Le patron d’Astronomer, Andy Baron, a dû démissionner de son poste après avoir été surpris en train d’enlacer une de ses collègues lors d’un concert de Coldplay.

ÉTATS-UNIS – Difficile d’être passé à côté de cette histoire ces derniers jours. Andy Baron, PDG de la start-up américaine Astronomer, a été surpris mercredi 16 juillet en train d’enlacer une de ses collègues, la DRH de l’entreprise, lors d’une « kiss cam » pendant un concert de Coldplay à Boston. Problème : l’homme est marié à une autre femme, et leur réaction extrêmement embarrassée a pris des proportions faramineuses sur les réseaux sociaux, avec des détournements par intelligence artificielle et plaisanteries en tout genre.

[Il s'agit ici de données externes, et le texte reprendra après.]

PR #2159, opened 2022-05-13
fix(stream-tile, stream-tile-handler): don't allow updating controllers to invalid values

willex:
## Description

The current input sanity check in `makeCommit()` didn't account for controllers being set to `null` or `undefined`. Setting a stream controller to `null` prevents future updates on the same stream to succeed or propagate and goes against the spec that a _singular_ valid controller must be present.

## How Has This Been Tested?

- [ ] Manual test to update stream with incorrect `controller metaData` to verify fix
- [ ] Added unit test to cover multiple undesired controller update values: `null`, `undefined` & `''`
- [ ] Ran full test via `npm run test` (or you confirm via tile controller test only: `cd packages/core/src/__tests__/; npm run test -- tile-controller.test.ts`

## References:

Documentation: https://developers.ceramic.network/learn/glossary/#controllers

Refers to controllers: `A given stream may have one or more controllers.` which seems to be incorrect given the enforcement of one controller in the `makeCommit()` function and needs to be updated to: `A given stream may have one controller only.`


packages/stream-tile/src/tile-document.ts
```diff
@@ -344,8 +344,13 @@ export class TileDocument<T = Record<string, any>> extends Stream {
       newContent = this.content
     }
 
-    if (header.controllers && header.controllers?.length !== 1) {
-      throw new Error('Exactly one controller must be specified')
+    if (header.controllers) {
+      if (header.controllers?.length !== 1) {
+        throw new Error('Exactly one controller must be specified')
+      }
+      if (header.controllers[0] === null || header.controllers[0] === undefined || header.controllers[0] == '') {
```
oed, line 351:
```suggestion
      if (!Boolean(header.controllers[0])) {
```
[Boolean](https://developer.mozilla.org/en-US/docs/Web/JavaScript/Reference/Global_Objects/Boolean) should suffice for this.

oed (approved):
lgtm, one suggestion.

packages/cli/src/daemon-config.ts
```diff
@@ -90,7 +89,7 @@ export class DaemonHTTPApiConfig {
    */
   @jsonMember(AnyT, {serializer: inPort => {
       const validPort = Number(inPort)
-      if (inPort == undefined || inPort == null) {
+      if (inPort == null) {
```
ukstv, line 92: @willex how is it relevant to stream controllers?

packages/stream-tile/src/tile-document.ts
```diff
@@ -344,8 +344,13 @@ export class TileDocument<T = Record<string, any>> extends Stream {
       newContent = this.content
     }
 
-    if (header.controllers && header.controllers?.length !== 1) {
-      throw new Error('Exactly one controller must be specified')
+    if (header.controllers) {
+      if (header.controllers?.length !== 1) {
```
ukstv, line 348:
```suggestion
      if (header.controllers.length !== 1) {
```

We (and TS compiler) already know, that `header.controllers` is defined.

packages/cli/src/daemon-config.ts
willex: It is not related. It was a left over suggestion from a previous PR that I overlooked and put it in here as a chore vs. opening a new PR for a small change.

stbrody (changes requested):

packages/stream-tile/src/tile-document.ts
```diff
@@ -344,8 +344,13 @@ export class TileDocument<T = Record<string, any>> extends Stream {
       newContent = this.content
     }
 
-    if (header.controllers && header.controllers?.length !== 1) {
-      throw new Error('Exactly one controller must be specified')
+    if (header.controllers) {
```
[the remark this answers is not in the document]
willex: Updated with latest fixes and added unit test.

packages/stream-tile/src/tile-document.ts
```diff
@@ -307,7 +293,7 @@ export class TileDocument<T = Record<string, any>> extends Stream {
       prev: this.tip,
       id: this.state$.id.cid,
     }
-    const commit = await _signDagJWS(this.api, rawCommit)
+    const commit = await TileDocument._signDagJWS(this.api, rawCommit)
```
ukstv, line 296: why make it a static method?

packages/stream-tile/src/tile-document.ts
```diff
@@ -355,7 +361,7 @@ export class TileDocument<T = Record<string, any>> extends Stream {
       prev: this.tip,
       id: this.state.log[0].cid,
     }
-    return _signDagJWS(signer, commit)
```
ukstv, line 358: @willex what is a rationale behind this?

willex: Creation of the helper function `_makeRawCommit` with breakout from `makeCommit` was necessary as to write a test case. It would otherwise not able to update the `metaData` after the content has been signed to verify to side step the `tile-controller` input verification and be able to trigger the `tile-controller-handler` check instead.

packages/stream-tile/src/tile-document.ts
willex: To indicate that it is a helper function and to mimic the prior behavior outside the class, but can be invoked now as part of the object during the test-case without the need of importing it separately (hence the move inside the class).

packages/stream-tile/src/tile-document.ts
ukstv: IMO, it is better to use old fashioned functions.

packages/stream-tile-handler/src/__tests__/tile-document.test.ts
```diff
@@ -615,6 +615,82 @@ describe('TileDocumentHandler', () => {
...
+    // apply genesis
+    const genesisCommitData = {
+      cid: FAKE_CID_1,
+      type: CommitType.GENESIS,
+      commit: payload,
+      envelope: genesisCommit.jws,
+    }
+    const genesisState = await tileDocumentHandler.applyCommit(genesisCommitData, context)
+
+    // make a first update
```
stbrody, line 637: do we need this first update?  Can we remove it to simplify and focus the test?

packages/stream-tile-handler/src/__tests__/tile-document.test.ts
```diff
@@ -615,6 +615,82 @@ describe('TileDocumentHandler', () => {
...
+        cid: FAKE_CID_3,
+        type: CommitType.SIGNED,
+        commit: sPayload2,
+        envelope: signedCommit2.jws,
+      }
+      await expect(tileDocumentHandler.applyCommit(
+        signedCommitData_2,
+        context,
+        deepCopy(state1)
+      )).rejects.toThrow(/undefined/)
```
stbrody, line 689: can we check for a more meaningful error message here?

packages/stream-tile/src/tile-document.ts
```diff
@@ -338,14 +324,34 @@ export class TileDocument<T = Record<string, any>> extends Stream {
     newContent: T | null | undefined,
     newMetadata?: TileMetadataArgs
   ): Promise<CeramicCommit> {
+    const commit = await this._makeRawCommit(signer, newContent, newMetadata)
+    return TileDocument._signDagJWS(signer, commit)
+  }
+
+  /**
+   * Helper function for makeCommit() to check and
```
stbrody, line 332: incomplete sentence

stbrody (approved):
lgtm with a few small cleanups suggested

packages/stream-tile/src/tile-document.ts
stbrody: This _signDagJWS helper is an implementation detail of `makeCommit()`, it shouldn't be considered part of the public API.  The only reason we need it exposed at all is for a unit test.  I don't think exporting it as its own top-level function makes sense for something that should never be called directly outside of this file or its corresponding unit test

packages/stream-tile-handler/src/__tests__/tile-document.test.ts
willex: Done. Also updated the `tile-controller.test.ts` for symmetry.

packages/stream-tile-handler/src/__tests__/tile-document.test.ts
willex: You are correct - first update is not necessary. Removed.

packages/stream-tile/src/tile-document.ts
willex: Rectified.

Mais cette histoire, qui aurait pu rester une affaire privée, est vite devenue très sérieuse. Deux jours après l’événement, l’entreprise Astronomer a annoncé avoir suspendu son PDG ainsi que la DRH. Et samedi soir, Andy Baron a finalement déposé sa démission, sous ce qui semble être une très forte pression de son conseil d’administration.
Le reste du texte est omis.